All modern (since 2007) server hardware uses a Non Uniform Memory Access(NUMA) architecture. This architecture makes access to some parts of RAM slower than others.
For this reason we strongly recommend running multiple Rhino nodes on multisocket hardware, and using NUMA binding. The optimum number of nodes should be determined by performance testing, but a good starting rule of thumb is one node per socket for CPU/Memory bound applications. for I/O bound applications, performance testing must be done to determine the optimum node count. In this case the optimum may exceed the number of processors.
Performance effects of NUMA
Internal performance testing results show that on a 2 socket machine, NUMA may be safely ignored but does offer quite small benefits to maximum and 99th percentile latencies.
For larger machines (4 socket and up) ignoring NUMA architecture was not possible.
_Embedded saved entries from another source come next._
PR #481, opened 2025-07-04
Query in url

### LINKED ISSUE #467: Have query in the URL
The URL should always reflect the current search query. When the user opens a page with a query in the URL it should be loaded into the search bar.

We can have this feature enabled by default and allow to turn it off via lens options.

timakro:
Some text encoding stuff is required to handle non-ASCII chars correctly.

Closes #467

### DIFF
--- a/src/stores/query.ts
+++ b/src/stores/query.ts
@@ -7,17 +7,23 @@ import { writable, get } from "svelte/store";
 import { v4 as uuidv4 } from "uuid";
 import type { Category, Criteria } from "../types/catalogue";
 import { lensOptions } from "../stores/options";
+import { showErrorToast } from "./toasts";
 
 export const queryStore = writable<QueryItem[][]>([[]]);
 
 const encodedQuery = new URLSearchParams(window.location.search).get("query");
 if (encodedQuery !== null) {
-    const query = JSON.parse(
-        new TextDecoder().decode(
-            Uint8Array.from(atob(encodedQuery), (c) => c.charCodeAt(0)),
-        ),
-    );
-    queryStore.set(query);
+    try {
+        const query = JSON.parse(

It is impossible to size a Rhino node such that it can exploit all sockets without crashing or exhibiting unacceptable latencies under load.
Linux Scheduling
Running multiple Rhino nodes on a multi-socket server should in theory be sufficient for production Rhino, as the default policy for all supported OSs is to attempt to keep threads from one process on the same CPU, and balance load equally amongst CPUs. Under low cluster load and during cluster startup this is not reliable, and may not remain stable over time with daily load cycles.
Using NUMA binding tools to restrict each Rhino node to a single CPU(using local memory) guarantees that the nodes will never migrate between CPUs, and is considered safer in a production environment where sudden performance changes are undesireable.